Insisto que esta é uma questão fundamental, estudar melhor as relações complexas entre sociedade e ditadura, para compreender as tendências profundas da nossa história, porque a ditadura, afinal de contas, foi à expressão de tendências autoritárias do País, tendências conservadoras e que inclusive podem ser perfeitamente associadas à mudança. Os conservadores nem sempre são reacionários, no sentido próprio da palavra, passadistas, arcaizantes, eles, às vezes, são modernizantes, e a ditadura civil-militar brasileira modernizou o País. Esse é um primeiro convite à reflexão que faço, a necessidade de estudar melhor às direitas, focar os vencedores, para que se possa compreender porque venceram. Se venceram, é porque tiveram apoio da sociedade, então esse é o primeiro ponto.
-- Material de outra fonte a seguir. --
PR #5370, opened 2016-12-22
WinDX: Frame latency fix

MichaelDePiazzi:
I recently found an issue in MonoGame while investigating some frame latency issues in my game. The maximum frame latency was being set to 3 frames when v-sync was disabled.

The problem was that it seems to have been confused with the sync interval setting ([documentation on sync interval](https://msdn.microsoft.com/en-us/library/windows/desktop/bb174576(v=vs.85).aspx)). So when v-sync was disabled, the frame latency was set to 0 (which means to use the default value of 3) ([documentation on maximum frame latency](https://msdn.microsoft.com/en-us/library/windows/desktop/ff471334(v=vs.85).aspx)).

The PR fixes it so that the maximum frame latency is always 1. I've also tidied up some things to make the code clearer.

### DIFF
--- a/MonoGame.Framework/Graphics/GraphicsDevice.DirectX.cs
+++ b/MonoGame.Framework/Graphics/GraphicsDevice.DirectX.cs
@@ -745,8 +745,6 @@ namespace Microsoft.Xna.Framework.Graphics
                 multisampleDesc.Quality = quality;
             }
 
-            int vSyncFrameLatency = PresentationParameters.PresentationInterval.GetFrameLatency();
-
             // If the swap chain already exists... update it.
             if (_swapChain != null)
             {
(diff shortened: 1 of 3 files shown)


tomspilman:
This looks like a bug I must have introduced when I first wrote all this code or when I added vsync support years ago now.

@nkast - Could this also affect the UWP input latency issues as well?

tomspilman:
Anyone have some time and project to test this on?

@MichaelDePiazzi - Is there any sort of useful unit test we could write to verify this?

MichaelDePiazzi:
> Is there any sort of useful unit test we could write to verify this?

@tomspilman - I'm not sure... We could maybe confirm that it has been set to 1 after creating the graphics device (by reading back the DXGI device `MaximumFrameLatency` property). It'd be specific to DirectX though... Does that sound worthwhile?

tomspilman:
> It'd be specific to DirectX though

Yeah I don't think that would be all that useful.

A more correct test might be to render 3 different colored frames then take a screenshot of the game window's "front buffer".  Maybe via a Windows GDI call to see if the expected frame is visible.

We would have to port this front buffer screenshotting feature in the unit test framework to Mac/Linux and other platforms...  but it would be better than just a DX only test.

MichaelDePiazzi:
> Anyway... not expecting you to do all that. This probably can go as is.

Ok, cool. I've got a bit on my plate atm, so I don't think I would have time to tackle this. Also, I don't have a Mac or Linux setup so I'd only be able to get it working on Windows anyway.

nkast:
> @nkast - Could this also affect the UWP input latency issues as well?

We might got a lag of 2 frames between an event and seeing the result, but it wouldn't affect the time we process the events or cause any delay in the arrival of the events.

tomspilman:
Thanks @MichaelDePiazzi  and @nkast !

Antes de 1964, estavam em um movimento de radicalização, apontando para reformas profundas no País que levariam à superação e à destruição do capitalismo, à instauração de uma ditadura revolucionária. É muito difícil encontrar na documentação das esquerdas revolucionárias do Brasil elogios à democracia. As organizações queriam destruir o capitalismo, as forças armadas e instaurar uma ditadura revolucionária, como era o padrão do socialismo revolucionário do século XX. Com efeito, as grandes revoluções socialistas do século XX desembocaram em ditaduras revolucionárias, aconteceu na URSS, na China e em Cuba. Então, nada mais razoável, coerente, congruente que essas esquerdas revolucionárias raciocinassem nesses termos. Foram então à luta numa perspectiva ofensiva, revolucionária.
Fonte: Daniel Aarão Reis Filho - Ditadura militar e revolução socialista no Brasil- historiador e professor titular de História Contemporânea na Universidade Federal Fluminense (UFF). Possui diversos livros e artigos publicados sobre a história da esquerda no Brasil bem como sobre a história da experiência socialista no século XX.
Comentário: Na época os políticos Carlos Lacerda, Magalhães Pinto, Adhemar de Barros, Ulysses Guimarães e Juscelino Kubitschek, também apoiaram a revolução pensando que ela fosse passageira, com a função apenas de eliminar as organizações da esquerda e posteriormente voltaria o jogo político.